EXERCISE BRIEF: Which lines of the records below contain the word "itself"? Copy each of them out.

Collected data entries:
PR #816, opened 2015-03-09
Hardening/117 post all entities with type and id

kzangeli:
One more conv op using std ops:
POST /v1/contextEntities/type/{entity::type}/id/{entity::id}


fgalan:
LGTM

PR #818, opened 2015-03-10
Hardening/117 delete all entities with type and

kzangeli:
New convop to use std-op:
DELETE /v1/contextEntities/type/{entity::type}/id/{entity::id}

### DIFF
--- a/test/functionalTest/harnessFunctions.sh
+++ b/test/functionalTest/harnessFunctions.sh
@@ -103,9 +103,12 @@ function dbDrop()
 {
   db=$1
 
-  if [ "$db" != "" ]
+  if [ "$CB_DB_DROP" != "No" ]
   then
-    dbInit $db
+    if [ "$db" != "" ]
+    then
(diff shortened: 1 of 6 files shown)


test/functionalTest/harnessFunctions.sh
```diff
@@ -103,9 +103,12 @@ function dbDrop()
 {
   db=$1
 
-  if [ "$db" != "" ]
+  if [ "$CB_DB_DROP" != "No" ]
```
fgalan: Where this variable is set? CLI of testHarness.sh script?

kzangeli: You set it, if you want to avoid to drop the database (my comment in the previous PR):
% CB_DB_DROP=No testHarness.sh XXX.test

fgalan: NTC

fgalan:
LGTM

PR #820, opened 2015-03-10
Hardening/117 get individual context entity attribute with type and

kzangeli:
One more convop uses std-op:
GET /v1/contextEntities/type/{entity::type}/id/{entity::id}/attributes/{attribute::name}


fgalan:
LGTM

PR #826, opened 2015-03-11
Hardening/117 delete individual context entity attribute with type and id

kzangeli:
One more convop:
DELETE /v1/contextEntities/type/{entity::type}/id/{entity::id}/attributes/{attribute::name}


fgalan:
LGTM

PR #827, opened 2015-03-12
Hardening/117 get context entities by entity id and type

kzangeli:
Another convop:
GET /v1/registry/contextEntities/type/{entity::type}/id/{entity::id}


src/lib/serviceRoutines/getContextEntitiesByEntityIdAndType.cpp
```diff
@@ -41,8 +43,18 @@
...
 * getContextEntitiesByEntityIdAndType - 
 *
-* Invoked by:
-*  GET /v1/registry/contextEntities/type/{ETYPE}/id/{EID}
+* GET /v1/registry/contextEntities/type/{ETYPE}/id/{EID}
+*
+* URI parameters:
+*   - entity::type=XXX     (must coincide with entity::type in URL)
+*   - !exist=entity::type  (if set - error -- entity::type cannot be empty)
+*   - exist=entity::type   (not supported - ok if present, ok if not present ...)
```
fgalan: We don't support attributeFormat in this case as it doesn't make sense for discoverContextAvailability (in that case attributes doesn't have a value, as in NGS10). Is my argument correct?

kzangeli: We don't support attributeFormat=object for the class ContextRegistrationAttribute.
That's why I didn't implement the URI option for the request.
However, we could support it ...
Not really a part of this PR anyway

fgalan: NTC

fgalan:
LGTM

src/lib/serviceRoutines/getContextEntitiesByEntityIdAndType.cpp
kzangeli: I think it would make a lot of sense to support JSON-object-format for absolutely everything, not only ContextAttribute ...

PR #829, opened 2015-03-12
Hardening/117 post context entities by entity id and type

kzangeli:
Another convop ...
POST /v1/registry/contextEntities/type/{entity::type}/id/{entity::id}


fgalan:
LGTM

PR #1004, opened 2015-06-15
Apiary v2 documentation. Remove example operations

jmcanterafonseca:


doc/apiary/v2/fiware-ngsi-simple.apib
```diff
@@ -229,13 +193,13 @@ to keep your client decoupled from implementation details.
             "temperature": 21.7,
             "humidity": 60,
             "location": {
-                "value":  "41.3763726, 2.1864475,14",
+                "value":  "41.3763726, 2.1864475, 14",
```
fgalan: 3D coordinates are not supported right now (by the moment, we have been talking about it as a remote possibility). Thus, I'm not sure if we should use them in examples. It seems to be better to use just 2 elements.

fgalan:
LGTM

PR #1008, opened 2015-06-16
FIX Issue 1005 API v2: Strings are not properly rendered

jmcanterafonseca:
Work in progress patch

### DIFF
--- a/src/lib/ngsi/ContextAttribute.cpp
+++ b/src/lib/ngsi/ContextAttribute.cpp
@@ -351,23 +351,37 @@ std::string ContextAttribute::render
 
 /* ****************************************************************************
 *
-* toJson - 
+* toJson -
+*
+* FIXME: Refactor this method in order to simplify
+*        the code paths of the rendering process
+*
 */
 std::string ContextAttribute::toJson(bool isLastElement)
 {
   std::string  out;
   bool         isNumber = false;
+  bool         isString = false;
 
   if (type == "number")
   {
     isNumber = true;
   }
 
-  if (((type == "") || (isNumber == true)) && (metadataVector.size() == 0))
+  if (type == "string")
+  {
+    isString = true;
+  }
+
+  if (((type == "") || (isNumber == true || isString == true)) && (metadataVector.size() == 0))
   {
     if (isNumber == true)
     {
       out = JSON_VALUE_NUMBER(name, value);
+    }
+    else if (isString == true)
+    {
+      out = JSON_VALUE(name, value);
     }
     else
     {
--- a/test/functionalTest/cases/1005_GET_v2_entities_string/1005_GET_v2_entities_string.test
+++ b/test/functionalTest/cases/1005_GET_v2_entities_string/1005_GET_v2_entities_string.test
@@ -1,0 +1,161 @@
+# Copyright 2015 Telefonica Investigacion y Desarrollo, S.A.U
+#
+# This file is part of Orion Context Broker.
+#
+# Orion Context Broker is free software: you can redistribute it and/or
+# modify it under the terms of the GNU Affero General Public License as
+# published by the Free Software Foundation, either version 3 of the
+# License, or (at your option) any later version.
+#
+# Orion Context Broker is distributed in the hope that it will be useful,
+# but WITHOUT ANY WARRANTY; without even the implied warranty of
+# MERCHANTABILITY or FITNESS FOR A PARTICULAR PURPOSE. See the GNU Affero
+# General Public License for more details.
+#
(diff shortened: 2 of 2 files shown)


src/lib/ngsi/ContextAttribute.cpp
```diff
@@ -357,18 +357,28 @@ std::string ContextAttribute::toJson(bool isLastElement)
...
   bool         isNumber = false;
+  bool         isString = true;
 
   if (type == "number")
   {
     isNumber = true;
   }
 
-  if (((type == "") || (isNumber == true)) && (metadataVector.size() == 0))
+  if(type == "string")
```
fgalan: Do we really need special treatment for "string" type? As far as I undersrtand, each type that is not a "number" (or a "date") is by default considered string type from a rendering point of view.

src/lib/ngsi/ContextAttribute.cpp
```diff
@@ -357,18 +357,28 @@ std::string ContextAttribute::toJson(bool isLastElement)
 {
   std::string  out;
   bool         isNumber = false;
+  bool         isString = true;
 
   if (type == "number")
```
fgalan: Thus, the type for number is exactly "number" (I mean, "Number" is not a valid numeric type). It is fine... just to check that in our documentation we make clear that "number" is case-sensitive.

test/functionalTest/cases/1005_GET_v2_entities_string/1005_GET_v2_entities_string.test
```diff
@@ -0,0 +1,137 @@
+# Copyright 2015 Telefonica Investigacion y Desarrollo, S.A.U
```
fgalan: I should  have though in four digits numbers when we start numbering functional test cases.... Probably an overall renaming (e,g. 766_XXX to 0766_X) now would make sense (although not as part of this PR, of course).

Or maybe I'm just delaying the problem and in a couple of month we would reach issue number #10000 :D

NTC

test/functionalTest/cases/1005_GET_v2_entities_string/1005_GET_v2_entities_string.test
```diff
@@ -0,0 +1,137 @@
...
+      "type": "Car",
+      "attributes" : [
+        {
+          "name" : "speed",
+          "type": "number",
+          "value" : 150
+        },
+        {
+          "name" : "brand",
+          "type": "string",
```
fgalan: Maybe some of the attributes should use an "implicit string" type, in order to check that it is also correctly rendered. E.g: `"type": "myString"`.

test/functionalTest/cases/1005_GET_v2_entities_string/1005_GET_v2_entities_string.test
fgalan: Actually deferred to tech debt issue: https://github.com/telefonicaid/fiware-orion/issues/1010

jmcanterafonseca: cool

test/functionalTest/cases/1005_GET_v2_entities_string/1005_GET_v2_entities_string.test
jmcanterafonseca: Fixed in 002cd1a2337d77ca1131cfbdd09f70952486039a

src/lib/ngsi/ContextAttribute.cpp
jmcanterafonseca: We are going to have booleans as well. 

I think the current rendering code could be simplified a lot , even we could consider using switch case avoiding too many ifs but that could be part of another PR IMHO and when Ken is here 

NTC

src/lib/ngsi/ContextAttribute.cpp
jmcanterafonseca: yup, I would prefer to be consistent with JSON types

src/lib/ngsi/ContextAttribute.cpp
fgalan: If you think that part is fixable, I'd recommend to hadd a comment over these lines:

```
//FIXME P10: rendering code could be simplified a lot. To discuss with Ken, once he is back
```

or something like that. Otherwise, we are in risk of forgetting thinks (it had happended in the past ;)

src/lib/ngsi/ContextAttribute.cpp
fgalan: NTC

fgalan:
LGTM

Issue #766, opened 2015-02-12
Attribute's metadata update fails when no value is given for such an attribute


frbattid:
Orion warns that updating an attribute's metadata when no value is given for such attribute is an offending operation:

```
$ cat updateContext.sh
(curl localhost:1026/v1/updateContext -s -S --header 'Content-Type: application/json' --header 'Accept: application/json' -d @- | python -mjson.tool) <<EOF
{
    "contextElements": [
        {
            "type": "Room",
            "isPattern": "false",
            "id": "Room1",
            "attributes": [
            {
                "name": "temperature",
                "type": "float",
                "metadatas": [
                {
                        "name": "max",
                        "type": "double",
                        "value": "50"
                }
                ]
            },
            {
                "name": "pressure",
                "type": "integer",
                "value": "763"
            }
            ]
        }
    ],
    "updateAction": "UPDATE"
}
EOF
```

```
$ ./updateContext.sh 
{
    "contextResponses": [
        {
            "contextElement": {
                "attributes": [
                    {
                        "name": "temperature", 
                        "type": "float", 
                        "value": ""
                    }
                ], 
                "id": "Room1", 
                "isPattern": "false", 
                "type": "Room"
            }, 
            "statusCode": {
                "code": "472", 
                "details": "action: UPDATE - entity: [Room1, Room, false] - offending attribute: temperature - empty attribute not allowed in APPEND or UPDATE", 
                "reasonPhrase": "request parameter is invalid/not allowed"
            }
        }
    ]
}
```

Why is it necessary to provide a value for the attribute? I mean, I'm updating the attribute's metadata, not the attribute itself. This kind of behavior avoids this data lifecycle I was implementing through Cygnus:

1. An attribute's change is notified by Orion to Cygnus.
2. Cygnus uses the notified value in order to update certain statistics about the attribute such as maximum and minimum value, or average value.
3. Cygnus updates the attribute's metadata by pushing the calculated max, min, average, etc, but not updating the attribute itself.

**Effort: 2 man day**

fgalan:
Addressed in PR #1009

PR #1009, opened 2015-06-16
Feature/766 only metadata update

fgalan:
Implements #766


src/lib/mongoBackend/MongoCommonUpdate.cpp
```diff
@@ -294,10 +294,29 @@ static bool mergeAttrInfo(BSONObj& attr, ContextAttribute* caP, BSONObj* mergedA
 {
   BSONObjBuilder ab;
 
-  /* 1. Add value */
-  valueBson(caP, ab);
+  /* 1. Add value, if present in the resquest (it could be omitted in the case of updating only metadata)  */
```
kzangeli: typo: resquest

src/lib/mongoBackend/MongoCommonUpdate.cpp
```diff
@@ -294,10 +294,29 @@ static bool mergeAttrInfo(BSONObj& attr, ContextAttribute* caP, BSONObj* mergedA
...
+  if (caP->value != "" || caP->compoundValueP != NULL)
+  {
+    valueBson(caP, ab);
+  }
+  else
+  {
+    /* Slightly different treatment, depending if the attribute value in DB is compound or not */
```
kzangeli: depending on whether the attribute value in DB is compound

src/lib/mongoBackend/MongoCommonUpdate.cpp
```diff
@@ -294,10 +294,29 @@ static bool mergeAttrInfo(BSONObj& attr, ContextAttribute* caP, BSONObj* mergedA
...
   BSONObjBuilder ab;
 
-  /* 1. Add value */
-  valueBson(caP, ab);
+  /* 1. Add value, if present in the resquest (it could be omitted in the case of updating only metadata)  */
+  if (caP->value != "" || caP->compoundValueP != NULL)
+  {
+    valueBson(caP, ab);
+  }
+  else
```
kzangeli: If I understand this correctly, when the value of the attribute is empty (no update needed/wanted),  then the value of the attribute is 'copied' from DB to the variable 'ab' and sent back to mongo, to not destroy the value ?

An explaining comment would be good :-)

src/lib/mongoBackend/MongoCommonUpdate.cpp
fgalan: Fixed in 5dc4402

src/lib/mongoBackend/MongoCommonUpdate.cpp
fgalan: Fixed in 5dc4402

src/lib/mongoBackend/MongoCommonUpdate.cpp
fgalan: Fixed in 5dc4402

kzangeli:
LGTM

PR #1026, opened 2015-06-24
DB Cleanup in functional tests

### LINKED ISSUE #651: DB cleanup in functional tests
All functional tests should/must make sure the databases they are to use are empty (or dropped), and they should also cleanup after themselves in the teardown part.

There are two functions to help:
* dbInit, to be called in SHELL-INIT
* dbDrop, to be called in TEARDOWN

Both these functions do a drop of the database (first and only argument).
I prefer to keep the two functions though, in case we need to modify the behaviour of any of them in the future.

**Effort: 2 man day**

raconte:
Fixes #651 

It has been added the pair functions dbInit/dbDrop.


fgalan:
LGTM

PR #1031, opened 2015-06-24
Rename db unittests

### LINKED ISSUE #628: Rename db unittest to utest
The basename of the database used for functional tests is about to change name from harnesstest to ftest. We should do the same with the db for unit tests: 'unittest' -> 'utest'.

However, 'unittest' is used in ~50 unit tests, instead of using the define already existing in testInit.h.

So, the definition in testInit.h should be changed from 'unittest' to 'utest' and those direct usages of 'unittest' should be changed to use the definition instead.

**Effort: 1 man day**

raconte:
Fixes #628 
The definition in testInit.h has been changed from 'unittest' to 'utest' and from those direct usages of 'unittest' stored in test/unittests/mongoBackend/


raconte:
Fixed in 1beee47

fgalan:
LGTM

PR #1036, opened 2015-06-25
ADD comment about NGSI list archives

fgalan:
In addition, I have removed the licence header in the cookbook .apib (which was defferred due to a hurry in a past PR).


jmcanterafonseca:
thanks LGTM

TASK SOLUTION:
Why is it necessary to provide a value for the attribute? I mean, I'm updating the attribute's metadata, not the attribute itself. This kind of behavior avoids this data lifecycle I was implementing through Cygnus:
3. Cygnus updates the attribute's metadata by pushing the calculated max, min, average, etc, but not updating the attribute itself.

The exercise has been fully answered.